Paul Foot

Labour’s Crisis
Ghost of a chance

(November 2000)


From News Review, Socialist Review, No.246, November 2000, p.5
Copyright © 2000 Socialist Review.
Downloaded with thanks from the Socialist Review Archive.
Marked up by Einde O’Callaghan for the Marxists’ Internet Archive.


Suddenly, totally unexpectedly, a strange and ghastly creature from the past flutters across the political stage – a Tory government. A what? Not a past Tory government, nor even a Labour government pretending to be a Tory government. But for a fleeting moment, and in at least three proper opinion polls, a majority of British people answered the question, ‘How would you vote at the next election?’ with the preposterous reply, ‘Conservative.’ Convert these polls into a general election and the phantasma, the spectre, is converted into reality – a Tory government with William Hague as prime minister.

Not for eight years, not since Heseltine closed the pits and Lamont ran up the interest rates to 15 percent, have the Tories led in the opinion polls. What was the cause of this sudden shift? Was there a spectacular disaster for the government? On the contrary. Many pundits, myself included, were predicting that the Labour lead in the polls was so huge and the prospect – not the reality, but the prospect – of Brown’s budget so alluring that Blair might call an October election and have done with the Tories for another five years at least.

Was it perhaps the emergence of William Hague as a charismatic leader, or of his Tory team as thrusting dynamos with even a glimmer of an answer to people’s problems? To ask the question is to answer it. The Tories are a hopeless bunch, even more anonymous and lacklustre than they were under John Major, split all ends up over Europe and careering to the right in a maniacal frenzy. The real answer is much more serious. It is that the fuel crisis, and the government’s dithering over it, left people uneasy and uncertain. The violent fluctuations of the opinion polls showed that old party loyalties are unreliable.

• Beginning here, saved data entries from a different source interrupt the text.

PR #1171, opened 2018-10-12
OF-546: Make xmppserver more Maven-like

GregDThomas:
There are three separate commits here;

https://github.com/igniterealtime/Openfire/commit/e57ad45798a2e9452658805971ae8a4b6824230f -  moves the src/java and test/java files under the xmppserver folder structure, with related pom.xml changes

https://github.com/igniterealtime/Openfire/commit/cc5e4a06756216ba9d245dede0dbfb7fbf8128e5 - removes the webadmintld module, merging the source in to xmppserver

https://github.com/igniterealtime/Openfire/commit/e83d6867d10c206592b0e6754a2cb627d1982f71 - removes the webadmin module, merging the source in to xmppserver (essentially making it look like a standard webapp to IDEs, which should make it easier to import)


akrherz:
Sorry, this is above my pay grade for review :(  Maybe I'll see if @sco0ter has an opinion here!

guusdk:
I've updated my existing Intellij project to this. That didn't introduce any problems (after the Intellij auto-magic occurred. I was still able to build and run the sources from the command line. Debugging also worked. I later removed all Intellij project files, and re-imported the sources as a new project (based on the Maven model). Worked like a charm! 

Perhaps we could add some more changes eventually (from a Maven point of view, I dislike having the 'src' folder in the root) but those can come later.

I do have a concern regarding all of the installation scripts that we have (although I think those are primarily based on the 'distribution' module, which should be safe. The proof of the pudding is in the eating. I suggest we merge, and see if Bamboo copes.

GregDThomas:
FWIW, my current thinking of an end structure is;

build/ - unchanged - non Maven files for building OS specific packages
dbutil/ - unchanged (already in correct Maven layout) - if it's still required. Could/should it be merged with xmppserver?
distribution/ - move in to here the files from src/ that get packaged up in to the distribution - specifically assembly, bin, con, database, security, resources
documentation/ - unchanged (perhaps move documentation/dist to distribution?)
i18n/ - unchanged
starter/  - unchanged
xmppserver/ - unchanged

That just leaves the following in src:
src/javadoc/jdk18 - not sure what to do with this right now
src/spank - not sure what to do with this right now
src/plugins - move this to the top level

PR #1173, opened 2018-10-15
OF-546: Remove Ant SubDirInfoTask

guusdk:
This was used for/by the Ant-based build. Now that we've switched to Openfire,
there's no point in keeping this around.


guusdk:
That's what you get from hiding in London!

PR #1174, opened 2018-10-15
OF-1517: Don't require encoded i18n files for plugins.

guusdk:
This commit prevents the need for \u<hex><hex><hex><hex> encoded content in translation files. This change applies the fix that was done to the core in OF-1448 to the plugin structure.

The plugin assembly now copies all i18n files from the source folder to the build folder. There, the content is encoded using the native2ascii maven plugin. Finally, the encoded content is used in the plugin assembly.

All plugins to which this change applies (all plugins that have i18n files) will need to get a new release. This fix requires the new plugins to be build by Openfire 4.3.0 (which is as of yet unreleased). Runtime, there shouldn't be a need for 4.3.0.

Relevant plugins have been modified. Their version number has been increased, and the changelog modified. Their pom files have been modified to inherit from 4.3.0-SNAPSHOT (which introduces this fix). This needs to be modified to 4.3.0 (sans -SNAPSHOT) before the plugin can be released (we should not release code that has -SNAPSHOT dependencies). For this to be possible, Openfire 4.3.0
must be released first.


guusdk:
What remains to be done is to encode all i18n files from the plugins into UTF-8, replacing the unicode notation \u<hex> with a human readable character. I've done this before as part of OF-1448, but I've forgotten how I did that...

guusdk:
Insta-update:

`$ find src/plugins/ -name "*.properties" -exec native2ascii -reverse '{}' '{}' \;`

GregDThomas:
If the parent is Ipenfire 4.3.0 then the min server version also needs to be bumped to 4.3.0 in the plugin.xml too.

guusdk:
Well, I don't need 4.3.0 runtime, only during building.

GregDThomas:
Didn't the monitoring plugin have problems when built against 4.3 and running on 4.2? Ah well, if it's working for you ...

GregDThomas:
A bit late, but just realised that a 4.3.0 parent means a minJavaVersion of 1.8 ...

guusdk:
Is that strictly needed if the plugin code doesn't use any 1.8 API?

GregDThomas:
I think so, yes. The 4.3.0 parent sets the <target> for the maven-compiler-plugin to 1.8.

guusdk:
Ah, I see your point. I didn't think of that.

guusdk:
Added in #1181

PR #1176, opened 2018-10-19
OF-546: Move all the files related to distribution ...

GregDThomas:
... under the distribution folder.

Also:
Shuffle around documentation
Restore "lost" Openfire 4.2.1->4.2.3 changelog entries


GregDThomas:
@akrherz - I've tweaked the instal4j file as part of this commit as a couple of the files have moved about (and to stop shipping .bat files to UNIX and .sh files to Windows) - but I did it largely by eye and can't test it, so you will probably want to check I've not broken things too badly.

akrherz:
thanks @GregDThomas , with regards to the `changelog`, we only update it on the `4.2` branch and then once `4.3` is released, we copy over the entries to it.

Will look this all over

GregDThomas:
Ah, OK the Changelog stuff makes sense. I'd assumed I'd broken something with all the file movements!

PR #1180, opened 2018-10-23
OF-1628 / OF-1629: Update inVerse plugin to 4.0.3.

guusdk:
This commit updates the Openfire inVerse plugin to make use of the newly released version 4.0.3 of the Converse project. Simultaneously, a bug with loading resources has been fixed.


guusdk:
Note that we should not release this plugin until after it has been build with Openfire 4.3.0.

guusdk:
Replaced by #1198

PR #1182, opened 2018-10-23
OF-1630: Properly escape rank to allow support for MySQL 8.x

GregDThomas:
Tested on MySql 8, PostgreSQL 9.6

### DIFF
--- a/distribution/src/database/openfire_mysql.sql
+++ b/distribution/src/database/openfire_mysql.sql
@@ -63,9 +63,9 @@ CREATE TABLE ofRoster (
 
 CREATE TABLE ofRosterGroups (
   rosterID              BIGINT          NOT NULL,
-  rank                  TINYINT         NOT NULL,
+  `rank`                  TINYINT         NOT NULL,
   groupName             VARCHAR(255)    NOT NULL,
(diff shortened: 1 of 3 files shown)


GregDThomas:
Though worryingly, a quick test with HSQLDB is showing:

    2018.10.23 16:21:17 WARN  [Jetty-QTP-AdminConsole-39]: org.jivesoftware.openfire.roster.DefaultRosterItemProvider - Error trying to insert a new row in ofRoster
    java.sql.SQLSyntaxErrorException: user lacks privilege or object not found: rank in statement [INSERT INTO ofRosterGroups (rosterID, "rank", groupName) VALUES (?, ?, ?)]

GregDThomas:
Aha, I see the problem. As the column name is not escaped in the DDL scripts, it's created as "RANK". As it is now escaped in the query, it's looking for "rank" - which doesn't exist.

GregDThomas:
OK, this now works with PostgreSQL, MySQL and HSQLDB. The identifier "rank" is only escaped on those DBs that need it - i.e. MySQL.

GregDThomas:
Rebased

PR #61, opened 2019-06-18
Remove Dialyzer from the project

remiprev:
I think we started using (and enforcing) Dialyzer a little too early in our boilerplate code.

So far, we’re spending time ignoring and fixing typespec errors from external packages instead of _saving_ time by catching bugs early in development thanks to typespecs.

We might need more time to evaluate it more thoroughly and what value it can add to our projects. _Then_, we’ll be able to settle on its place in our boilerplate project.

What do you think?


thermech:
👍

PR #62, opened 2019-06-20
Add “AvoidSpecificTermsInModuleNames” check

remiprev:
Now that we’re using [`credo_naming`](https://github.com/mirego/credo_naming), we can take advantage of its other checks.

This pull requests adds the `CredoNaming.Check.Warning.AvoidSpecificTermsInModuleNames` check, which can prevent us from using OOP-style terms in our module names.

Here is the list of terms I’m suggesting we use for the moment:

* `Manager`
* `Fetcher`
* `Builder`
* `Persister`
* `Serializer`
* `Helper`
* `Helpers`

I think this will make it easier for us to stick to our [naming guidelines](https://github.com/mirego/elixir-boilerplate/blob/master/docs/module-naming.fr.md).

### DIFF
--- a/.credo.exs
+++ b/.credo.exs
@@ -55,6 +55,7 @@
         {Credo.Check.Warning.UnusedTupleOperation},
         {Credo.Check.Warning.OperationWithConstantResult},
         {CredoEnvvar.Check.Warning.EnvironmentVariablesAtCompileTime},
+        {CredoNaming.Check.Warning.AvoidSpecificTermsInModuleNames, terms: ["Manager", "Fetcher", "Builder", "Persister", "Serializer", "Helper", "Helpers", "Utils"]},
         {CredoNaming.Check.Consistency.ModuleFilename, excluded_paths: ["config", "mix.exs", "priv", "test/support"]}
       ]
     }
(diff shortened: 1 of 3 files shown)


.credo.exs
```diff
@@ -55,6 +55,7 @@
         {Credo.Check.Warning.UnusedTupleOperation},
         {Credo.Check.Warning.OperationWithConstantResult},
         {CredoEnvvar.Check.Warning.EnvironmentVariablesAtCompileTime},
+        {CredoNaming.Check.Warning.AvoidSpecificTermsInModuleNames, terms: ["Manager", "Fetcher", "Builder", "Persister", "Serializer", "Helper", "Helpers", "Utils"]},
```
Boubalou: Is there a way to use a regex to cover all use cases with ending `s`? It would be nice :)

remiprev: The check doesn’t support regular expressions yet but this is a great feature idea. I will implement it soon 👍

remiprev: @Boubalou Your feature is ready! 😉 

https://github.com/mirego/credo_naming/pull/4

PR #65, opened 2019-07-16
Add ExMachina blank setup

### LINKED ISSUE #5: Add ex_machina factory setup
* We’re using [ExMachina](https://github.com/thoughtbot/ex_machina) in the majority of our Elixir projects that use Ecto
* Ecto is included in this boilerplate project

Therefore, a basic (working) ExMachina setup should be included in this boilerplate project 😄

remiprev:
This pull request adds a very basic ExMachina setup.

Fixes #5


remiprev:
> Should we add a factory module and show how to use it in an existing test (healthcheck plug maybe?) to complete the setup.

Yeah, I thought about adding a factory but I don’t want to have to bundle an Ecto schema into the project. I could add a factory that would build a simple struct but that won’t take advantage of the `ExMachina.Ecto` integration.

> Furthermore, `Faker` is useful to generate fake data in our factories, we could add it to the `:dev, :test` dependencies.

Yes, good point. I’ll add it too!

test/support/factory.ex
```diff
@@ -0,0 +1,8 @@
+defmodule ElixirBoilerplate.Factory do
+  use ExMachina.Ecto, repo: ElixirBoilerplate.Repo
+
+  # This is a sample factory to make sure our setup is working correctly.
+  def name_factory(_) do
```
simonprev: No need for the arity 1. By default we should use arity 0. The arity 1 function is the "full control" mode https://github.com/thoughtbot/ex_machina/#full-control-of-factory

remiprev: No we have to use the arity 1 function because we don’t want to return a map. Factories with arity 0 functions must return a map.

remiprev: If we use an arity 0 function:

PR #69, opened 2019-07-30
Make the majority of environment variables required for dev and prod

remiprev:
Since we provide all required environment variables in `.env.dev` and most of them are required for the application to start, we could actually _enforce_ them in order to get an explicit error message if one of them is missing.

@simonprev @gcauchon @paquetgp What do you think? Is it a terrible idea? Is there something missing?

### DIFF
--- a/.env.dev
+++ b/.env.dev
@@ -26,6 +26,7 @@ SIGNING_SALT= # Generate salt with `mix phx.gen.secret`
 # - Use `postgres://postgres:development@localhost/elixir_boilerplate_dev` if you’re using the PostgreSQL server provided by Docker Compose
 DATABASE_URL=postgres://localhost/elixir_boilerplate_dev
 DATABASE_POOL_SIZE=20
+DATABASE_SSL=false
 
 # Basic Authentication
 # BASIC_AUTH_USERNAME=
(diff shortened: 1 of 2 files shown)


simonprev:
Does it affect only `releases`? Can I still do `mix deps.get` without those variables?

gcauchon:
I’m not sure the optional keyword list is the best "API" to express mandatory environment variables. 

_Bang_ `!` fonctions that _raise_ if the key is missing might be more explicit?

remiprev:
> I’m not sure the optional keyword list is the best "API" to express mandatory environment variables.
> 
> _Bang_ `!` fonctions that _raise_ if the key is missing might be more explicit?

Yep, that makes sense! 👍

gcauchon:
The "new" `System` functions in `1.9` are achieving the same goal:

-  [`System.fetch_env/1`](https://hexdocs.pm/elixir/System.html#fetch_env/1)
-  [`System.fetch_env!/1`](https://hexdocs.pm/elixir/System.html#fetch_env!/1)

I'm quoting new because @simonprev made me realize there are simply following the naming convention of other collections/structs from the standard lib.

remiprev:
> Does it affect only `releases`? Can I still do `mix deps.get` without those variables?

Yep, no… I’m gonna close this.

PR #64, opened 2019-07-12
Add Sobelow and wire it to the CI pipeline

gcauchon:
## 📚 Context

I first heard of `Sobelow` while listening [episode 056](https://devchat.tv/elixir-mix/emx-056-sobelow-and-security-with-griffin-byatt/) of the Elixir Mix podcast : _Sobelow and Security with_ @GriffinMB (author of the library). I was curious to see the report for a few of our Elixir apps running in production; I instantly was able to fix a few quirks to better "protect" our systems and our users.

This brings back the basic config and CI pipeline check to the boilerplate project!

## 📷 Result

**Before**

```shell
> mix sobelow --exit --ignore Config.HTTPS
##############################################
#                                            #
#          Running Sobelow - v0.8.0          #
#  Created by Griffin Byatt - @griffinbyatt  #
#     NCC Group - https://nccgroup.trust     #
#                                            #
##############################################

Config.CSP: Missing Content-Security-Policy - High Confidence
File: lib/elixir_boilerplate_web/router.ex
Pipeline: browser
Line: 13

-----------------------------------------------

... SCAN COMPLETE ...
```

**After**

```shell
> make check-code-security
mix sobelow --config
Checking Sobelow version...

##############################################
#                                            #
#          Running Sobelow - v0.8.0          #
#  Created by Griffin Byatt - @griffinbyatt  #
#     NCC Group - https://nccgroup.trust     #
#                                            #
##############################################

... SCAN COMPLETE ...
```

# 🎉

PR #70, opened 2019-07-30
Improve Content-Security-Policy value

remiprev:
We implemented a default `Content-Security-Policy` value in #64 but it did added a lot for console errors in development.

It also prevented the demo homepage from loading the project logo from `user-images.githubusercontent.com`.

So now we implement some default directives for script and styles that are compatible with Phoenix development stuff and we replaced the logo image for a simple text logo.

I also had to disable the `Config.CSP` Sobelow check because we put the header in a separate plug.

### DIFF
--- a/.sobelow-conf
+++ b/.sobelow-conf
@@ -7,6 +7,6 @@
   format: "txt",
   out: "",
   threshold: "low",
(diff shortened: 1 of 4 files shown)


remiprev:
Closed in favor of #74

PR #71, opened 2019-08-19
Ditch deprecated Supervisor.Spec module

remiprev:
We were still using helper functions from [`Supervisor.Spec`](https://hexdocs.pm/elixir/Supervisor.Spec.html) to build the main supervisor tree.

> This module is deprecated. Use the new child specifications outlined in the Supervisor module instead.
> 
> Outdated functions for building child specifications.
> 
> The functions in this module are deprecated and they do not work with the module-based child specs introduced in Elixir v1.5. Please see the Supervisor documentation instead.
> 
> Convenience functions for defining supervisor specifications.

### DIFF
--- a/lib/elixir_boilerplate/application.ex
+++ b/lib/elixir_boilerplate/application.ex
@@ -4,15 +4,11 @@ defmodule ElixirBoilerplate.Application do
   """
 
   use Application
-  alias ElixirBoilerplate.Repo
-  alias ElixirBoilerplateWeb.Endpoint
 
   def start(_type, _args) do
-    import Supervisor.Spec
-
     children = [
-      supervisor(Repo, []),
-      supervisor(Endpoint, [])
+      ElixirBoilerplate.Repo,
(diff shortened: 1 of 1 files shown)


lib/elixir_boilerplate/application.ex
```diff
@@ -8,12 +8,7 @@ defmodule ElixirBoilerplate.Application do
   alias ElixirBoilerplateWeb.Endpoint
 
   def start(_type, _args) do
-    import Supervisor.Spec
-
-    children = [
-      supervisor(Repo, []),
-      supervisor(Endpoint, [])
-    ]
+    children = [Repo, Endpoint]
```
gcauchon: We could even remove the aliases:

```suggestion
    children = [
      ElixirBoilerplate.Repo,
      ElixirBoilerplateWeb.Endpoint
    ]
```

remiprev: Yep, much cleaner! 👌

PR #73, opened 2019-08-21
Ensure `:ssl` is started before Ecto.Migrator is ran

remiprev:
If an `Ecto.Repo` is configured with `ssl: true`, we have to make sure the `:ssl` application is started before `Ecto.Migrator` is used (eg. when the application is started).


remiprev:
@simonprev I think it’s safe to start `:ssl` before migrations are ran _even_ if `DATABASE_SSL` is not enabled. What do you think?

simonprev:
Sure, the `ssl` app is included anyway in the app, there is no "risk" in starting it for non-ssl database. 👍

PR #77, opened 2019-09-10
Update dependencies + 3 steps Dockerfile

gcauchon:
1. To keep the boilerplate up-to-date, let’s update dependencies for both Elixir and Node.

2. I also made a gap analysis with a vanilla project created with `mix phx.new`; a few things were out of line so I updated those.

3. To simplify the Docker setup, I also added an initial build step to bundle static assets using Webpack in a dedicated image instead of adding `node` to the `elixir:1.9-alpine` one.


Dockerfile
```diff
@@ -1,5 +1,26 @@
...
+FROM node:10.16-alpine AS js-builder
+
+ARG NODE_ENV=prod
+
+ENV NODE_ENV=${NODE_ENV}
+
+WORKDIR /build
+
+# Install Alpine dependencies
+RUN apk update --no-cacje && \
```
garno:
```suggestion
RUN apk update --no-cache && \
```

Dockerfile
```diff
@@ -13,42 +34,43 @@ ENV APP_NAME=${APP_NAME} \
 
 WORKDIR /build
 
-# This step installs all the build tools we'll need
-RUN apk update && \
+# Install Alpine dependencies
+RUN apk update --no-cacje && \
```
garno:
```suggestion
RUN apk update --no-cache && \
```

PR #78, opened 2019-09-20
Fix empty Absinthe context

garno:
For reason unknown to my knowledge, using the context plug after `dispatch` prevent the context from being populated. The order has been [changed recently](https://github.com/mirego/elixir-boilerplate/commit/6747a2a4e38376d88277b12ff64b74fdfc5064d3#diff-8718fe63175e93ad62609310fa049129R12).

I’ve read the dispatch plug code and couldn’t understand why 🤷‍♂


garno:
> I’ll try to understand what’s wrong when I have a few minutes…

Keep me posted, I’m really intrigued.

PR #81, opened 2019-10-23
Add a new makefile's command to easily start the server

Boubalou:
## 📖 Description

To ease the process of starting the Phoenix server, let's use the makefile to isolate the knowledge by exposing a `run` command.

### DIFF
--- a/Makefile
+++ b/Makefile
@@ -60,6 +60,10 @@ push: ## Push the Docker image
 # Development targets
 # -------------------
 
+.PHONY: run
+run: ## Run the server as IEX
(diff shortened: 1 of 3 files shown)


Makefile
```diff
@@ -60,6 +60,10 @@ push: ## Push the Docker image
 # Development targets
 # -------------------
 
+.PHONY: run
+run: ## Run the server as IEX
```
remiprev: 😉

```suggestion
run: ## Run the server inside an IEx shell
```

PR #85, opened 2020-01-08
Add data-testid attributes in HTML template files

romarickb:
In order to test return data in HTML controllers we need to add "data-testid" attributes to the html tags. 
```elixir
<p <%= testid_attribute("description-paragraph") %>>This repository is the stable base upon which we build our Elixir projects at Mirego.<br />We want to share it with the world so you can build awesome Elixir applications too.</p>
<%= content_tag :p, data_testid: testid_key("message-paragraph") do %>
    <strong>Message:</strong> <%= @message %>
<% end %>
```

However, we do not want these attributes to be found in the release. So we can configure in which environnement this tags will be available.
- `config :elixir_boilerplate, ElixirBoilerplateWeb, data_identity_provider: ElixirBoilerplateWeb.DataIdentifier.TestID` if we want `data-testid` attributes to be rendered
- `config :elixir_boilerplate, ElixirBoilerplateWeb, data_identity_provider: ElixirBoilerplateWeb.DataIdentifier.NoTestID` if we don't want `data-testid` attributes to be rendered


config/dev.exs
```diff
@@ -21,6 +21,8 @@ config :elixir_boilerplate, ElixirBoilerplateWeb.Endpoint,
     ]
   ]
 
+config :elixir_boilerplate, ElixirBoilerplateWeb, data_identity_provider: ElixirBoilerplateWeb.DataIdentifier.TestID
```
gcauchon: Could we move this to `config/config.exs` and only overwrite it in `config/prod.exs`?

lib/elixir_boilerplate_web/home/templates/index.html.eex
```diff
@@ -3,6 +3,8 @@
...
   </a>
 
-  <p>This repository is the stable base upon which we build our Elixir projects at Mirego.<br />We want to share it with the world so you can build awesome Elixir applications too.</p>
-  <p><strong>Message:</strong> <%= @message %></p>
+  <p <%= testid_attribute("description-paragraph") %>>This repository is the stable base upon which we build our Elixir projects at Mirego.<br />We want to share it with the world so you can build awesome Elixir applications too.</p>
+  <%= content_tag :p, data_testid: testid_key("message-paragraph") do %>
```
gcauchon: Doesn't this defy the purpose since `data-testid=""` will end up in the DOM in production?

romarickb: if an attribute has `nil` value it will not be added in resulting `p` html tag

romarickb:
I m closing this issue because we gonna use a library instead embedding it in boilerplate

New Labour’s ministers are unpopular not so much for what they say and do, but for what they don’t say and don’t do. The hallmark of the government is paralysis. It doesn’t say yes and it doesn’t say no. It doesn’t say stop and it doesn’t say go. Too nervous to climb, too frightened to fall, it bides its time and clings to the wall. In a society cut into classes, paralysis is not even neutrality. It leaves things as they are – in the exclusive hands of the rich who grow more and more confident that they will be able to hang on to their wealth and power.

The reason for the sudden rise in the polls for the Tories has nothing to do with them and even less to do with the ‘apathy of the masses’. The blame lies squarely on New Labour. Three and a half years after the biggest election victory of all time, three and a half years of uninterrupted economic stability, three and a half years of the most hopeless opposition anyone could imagine, leave us with opinion polls showing Labour neck and neck with the Tories.

It is small comfort that the Tories immediately threw away their advantage by wheeling on the awful Widdecombe to make a hash (if she will pardon the expression without reaching for her manacles) of even a Tory conference speech on law and order. It is not much comfort if the polls just for a moment swing away from the Tories again. The point is that New Labour with its Tory privatisations, Tory tax breaks, Tory dinner parties for the rich and Tory chief inspector of schools has so confused its supporters that they can’t any longer tell the difference between this government and its predecessor.